Esse rito, que perdurou até o século VII, simbolizava que
pelo Batismo somos destinatários das promessas do Senhor, representadas pela
“terra onde corre leite e mel”, imagem do paraíso.
A partir do século IX em Inglaterra e França (e a partir do
século XII também em Roma), após a Comunhão da Vigília Pascal (nessa época
celebrada no início da tarde do Sábado) recitava-se uma versão abreviada das I
Vésperas do Domingo de Páscoa, composta pelo Sl 114 e pelo Magnificat
(Lc 1,46-55).
A reforma da Semana Santa sob Pio XII, devolvendo a Vigília
ao seu horário original, substituiu essas Vésperas pelas “Laudes do Domingo de
Páscoa”, compostas pelo Sl 150 e pelo
Benedictus (Lc 1,68-79). A reforma do Concílio Vaticano II, por sua vez,
suprimiu esse estranho costume.
Notas:
[1] TERTULIANO. Sobre
o Batismo (De Baptismo), 19,1. in: CORDEIRO, José de Leão [org.]. Antologia Litúrgica: Textos Litúrgicos,
Patrísticos e Canónicos do Primeiro Milénio. Secretariado Nacional de
Liturgia: Fatima, 2003, p. 200.
[2] ETÉRIA, Peregrinação
ou Diário de Viagem, n. 38. in: CORDEIRO,
p. 458.
[3] AMBRÓSIO DE MILÃO. Os
Sacramentos (De Sacramentiis), I,
5. in: CORDEIRO, pp. 520-521.
[4] cf. HIPÓLITO
DE ROMA. Tradição Apostólica (Traditio Apostolica), n. 21. in: CORDEIRO, pp. 235-237.
[5] Cumpre destacar, neste sentido, as célebres Catequeses Mistagógicas de São Cirilo de
Jerusalém (†387): após proferir suas 18 Catequeses
pré-batismais aos catecúmenos, centradas no Creio, Cirilo explica nas 5 Catequeses mistagógicas, proferidas na
própria Basílica do Santo Sepulcro, o simbolismo dos três sacramentos da
Iniciação Cristã: Batismo, Confirmação e Eucaristia (cf. CIRILO DE JERUSALÉM. Catequeses
Mistagógicas. Petrópolis: Vozes, 2020).
Referências:
ADAM, Adolf. O Ano
Litúrgico: Sua história e seu significado segundo a renovação litúrgica.

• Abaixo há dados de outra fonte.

PR #6, opened 2020-11-23
HTTP_DEFAULT_ACCESS_RIGHTS implementation change

JavierusTk:
If this unit is compiled as a runtime pacakage, and the  package does not contain mormot.orm.core.pas (where  SUPERVISOR_ACCESS_RIGHTS is located), then compiling will fail with:
[dcc32 Error] E2201 Need imported data reference ($G) to access 'SUPERVISOR_ACCESS_RIGHTS' from unit 'mormot.rest.http.server'

### DIFF
--- a/src/rest/mormot.rest.http.server.pas
+++ b/src/rest/mormot.rest.http.server.pas
@@ -122,8 +122,11 @@ type
 
 const
   /// the default access rights used by the HTTP server if none is specified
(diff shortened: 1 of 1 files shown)


synopse:
I guess this won't be enough for other part of the framework, so including mormot.orm.core.pas to the package is the right way to go. Note that we don't support packages yet with mORMot 2.

JavierusTk:
I've already sliced it in packages, and this one is the only needed change to make it all compile

PR #7, opened 2020-11-23
two errors related to SendEmail

JavierusTk:
[dcc32 Error] mormot.net.client.pas(33): E2029 Declaration expected but identifier 'mormot' found
Change ";" for "," in USEWININET uses

[dcc32 Error] mormot.net.client.pas(2203): E2250 There is no overloaded version of 'GetNextItem' that can be called with these arguments
Change P: PAnsiChar;   forh   P: PUTF8Char;


synopse:
Had already been fixed.

Please wait a little when something is wrong from a latest commit.

PR #8, opened 2021-01-24
Changes for Android.

LongDirtyAnimAlf:
This pull includes changes for Android. With these changes, I get all greens on armhf , armel and arm64.
Most work went into armel: no fpregs are used. Modern Android for arm (NDK>R14) uses armel !!

Please review the changes.

As you can see, I used a console redirect to get the output on the screen of an Android phone.
This might be included in a more elegant manner in the final sources.


LongDirtyAnimAlf:
My advice would be not to accept this pull, but to merge all the changes into mORMot2 (and perhaps also some into mORMot1).

synopse (commented):
> Modern Android for arm (NDK>R14) uses armel !!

São Paulo: Loyola, 2019, pp. 53-59.
AUGÉ, Matias. Ano
Litúrgico: É o próprio Cristo presente na sua Igreja. São Paulo: Paulinas,
2019, pp. 148-151.172-175.
BERGAMINI, Augusto. Cristo,
festa da Igreja: O ano litúrgico. São Paulo: Paulinas, 1994, pp.
304-310.351-373.
CONGREGAÇÃO PARA O CULTO DIVINO. Paschalis Sollemnitatis: A preparação e celebração das festas pascais.
Brasília: Edições CNBB, 2018. Coleção: Documentos
da Igreja, n. 38.
RIGHETTI, Mario. Historia
de la Liturgia, v. I: Introducción general; El año litúrgico; El Breviario.

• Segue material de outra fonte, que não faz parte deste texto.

PR #9, opened 2021-02-07
added script to build tests under Linux

pavelmash:
- added script to build tests under Linux
 - script to update static asset to latest
 
 Changes compared to Windows build scripts:
  - I use UPPERCASE for env variables what can be passed from outside word - this is a naming convention in Unix.
  - in  `get_latest_static.sh` I can't use a https://api.github.com/repos/synopse/mORMot2/releases/latest API call because of "pre-releaes" not works in this way, so I parse a JSON to get a latest pre-release
  - I use `build` instead of `compil` for naming a build script

Having such a scripts allows to setup a github action in future for CI 

Verifed on Ubuntu 20.04

### DIFF
--- a/.gitignore
+++ b/.gitignore
@@ -26,6 +26,8 @@
 # Uncomment this if you are not using external objects (zlib library for example).
 #*.obj
 #
+# static files (can be downloaded form mORMot 2 repositore releases page
+static/*/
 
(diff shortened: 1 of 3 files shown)


synopse (approved):
This is a great script!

Madrid: BAC, 1945, pp. 812-829.
idem. Historia de la Liturgia, v. II: La
Eucaristia; Los Sacramentos; Los Sacramentales. Madrid: BAC, 1946, pp.
686-714.
SCHUSTER, Cardeal Alfredo Ildefonso. Liber Sacramentorum: Note storiche e liturgiche sul Messale Romano;
vol. III: Il Testamento Nuovo nel Sangue del Redentore (La Sacra Liturgia dalla
Settuagesima a Pasqua). Torino-Roma: Marietti, 1933, pp. 23-27.
SCHUSTER, Cardeal Alfredo Ildefonso. Liber Sacramentorum: Note storiche e liturgiche sul Messale Romano; v. IV:
Il Battesimo nello Spirito e nel fuoco (La Sacra Liturgia durante il ciclo
Pasquale). Torino-Roma: Marietti, 1930, pp. 45-72.